Algebras

At the end of the nineteenth century some major review works appeared. The German David Hilbert (1862–1943) published in 1897 a long report on algebraic number theory. The next year the Englishman Alfred North Whitehead (1861–1947) put out a detailed summary of several of them in his large book A Treatise on Universal Algebra, inspired by Grassmann but covering also Boole's logic, aspects of geometries, linear algebra, vectors, and parts of applied mathematics; an abandoned sequel was to have included quaternions. His title, taken from Sylvester, was not happy: no algebra is universal in the sense of embracing all others, and Whitehead did not offer one.

Elsewhere, group theory rose further in status, to be joined by other abstract algebras, such as rings, fields (already recognized by Abel and Galois in their studies of polynomial equations), ideals, integral domains, and lattices, each inspired by applications.

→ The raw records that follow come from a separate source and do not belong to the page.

PR #111, opened 2024-10-21
Run Checkstyle by default

newtork:
- [x] Make the code quality related plugins runnable from sub modules.
- [x] Enable Checkstyle by default

Sample output:
```
mvn clean install -f foundationmodels/openai

[...]
[INFO] 
[INFO] --- checkstyle:3.5.0:check (default) @ openai ---
[INFO] There are 3 errors reported by Checkstyle 10.18.2 with C:\SAPDevelop\ai-sdk-java\foundation-models\openai/../..//.pipeline/checkstyle.xml ruleset.
[ERROR] src\main\java\com\sap\ai\sdk\foundationmodels\openai\model\OpenAiChatCompletionParameters.java:[95,39] (misc) TodoComment: Comment matches to-do format '(TODO)|(todo)|(ToDo)|(FIXME)|(fixme)|(FixMe)'.
[ERROR] src\main\java\com\sap\ai\sdk\foundationmodels\openai\model\OpenAiChatMessage.java:[255,7] (misc) TodoComment: Comment matches to-do format '(TODO)|(todo)|(ToDo)|(FIXME)|(fixme)|(FixMe)'.
[ERROR] src\main\java\com\sap\ai\sdk\foundationmodels\openai\model\OpenAiChatMessage.java:[271,11] (misc) TodoComment: Comment matches to-do format '(TODO)|(todo)|(ToDo)|(FIXME)|(fixme)|(FixMe)'.
[INFO] ------------------------------------------------------------------------
[INFO] BUILD FAILURE
[INFO] ------------------------------------------------------------------------
[INFO] Total time:  10.397 s
[INFO] Finished at: 2024-10-21T10:48:31+02:00
[INFO] ------------------------------------------------------------------------
[ERROR] Failed to execute goal org.apache.maven.plugins:maven-checkstyle-plugin:3.5.0:check (default) on project openai: You have 3 Checkstyle violations. -> [Help 1]
[ERROR] 
[ERROR] To see the full stack trace of the errors, re-run Maven with the -e switch.
[ERROR] Re-run Maven using the -X switch to enable full debug logging.
[ERROR] 
[ERROR] For more information about the errors and possible solutions, please read the following articles:
[ERROR] [Help 1] http://cwiki.apache.org/confluence/display/MAVEN/MojoFailureException
```

PR #106, opened 2024-10-18
Run PMD by default

newtork:
- [x] Make the code quality related plugins runnable from sub modules.
- [x] Enable PMD by default

Sample output:
```
mvn clean install -f core

[...]

[INFO] --- pmd:3.25.0:pmd (pmd) @ core ---
[INFO] PMD version: 7.3.0
[INFO] Rendering content with org.apache.maven.skins:maven-fluido-skin:jar:2.0.0-M9 skin
[INFO] 
[INFO] <<< pmd:3.25.0:check (default) < :pmd @ core <<<
[INFO] 
[INFO] 
[INFO] --- pmd:3.25.0:check (default) @ core ---
[WARNING] PMD Failure: com.sap.ai.sdk.core.AiCoreDestination:25 Rule:LocalVariableCouldBeFinal Priority:3 Local variable 'destination' could be declared final.
[INFO] ------------------------------------------------------------------------
[INFO] BUILD FAILURE
[INFO] ------------------------------------------------------------------------
[INFO] Total time:  21.686 s
[INFO] Finished at: 2024-10-18T12:45:48+02:00
[INFO] ------------------------------------------------------------------------
[ERROR] Failed to execute goal org.apache.maven.plugins:maven-pmd-plugin:3.25.0:check (default) on project core: PMD 7.3.0 has found 1 violation. For more details see: C:\SAPDevelop\ai-sdk-java\core\target\pmd.xml -> [Help 1]
[ERROR] 
[ERROR] To see the full stack trace of the errors, re-run Maven with the -e switch.
[ERROR] Re-run Maven using the -X switch to enable full debug logging.
[ERROR] 
[ERROR] For more information about the errors and possible solutions, please read the following articles:
[ERROR] [Help 1] http://cwiki.apache.org/confluence/display/MAVEN/MojoFailureException
```

PR #115, opened 2024-10-24
[CI/CD] Remove redundant steps from workflow: Checkstyle, PMD, Spotbugs 

newtork:
The following steps are being invoked by default with every `mvn clean install` already:
* [x] [Checkstyle](https://github.com/SAP/ai-sdk-java/pull/111)
* [x] [PMD](https://github.com/SAP/ai-sdk-java/pull/106)
* [x] [Spotbugs](https://github.com/SAP/ai-sdk-java/pull/109)

(They are listening on maven phase `verify`.)


newtork:
> The printing is still useful for some of these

German-speaking mathematicians were especially prominent, as was the rising new mathematical nationality, the Americans. Building upon the teaching of Emmy Noether (1882–1935) and Emil Artin (1898–1962), B. L. van der Waerden's (1903–1996) book Modern Algebra became a standard text for abstract algebras and several applications, from the first (1930–1931) of its many editions.

This abstract approach solved the mystery of the need for complex numbers when finding real roots of real polynomial equations. The key notion is closure: an algebra A is closed relative to an operation O on its objects a, or to a means of combining a and b, if Oa and a·b always belong to A. Now finding roots involved the operations of taking square, cube, … roots and complex but not real numbers are closed relative to them.

One of the most striking features of mathematics in the twentieth century was the massive development of topology. Algebraic topology and topological groups are two of its parts, and algebras of various kinds have informed several others. Both (abstract) algebras and topology featured strongly in the formalization of pure mathematics expounded mainly after World War II by a team of French mathematicians writing under the collective name "Bourbaki."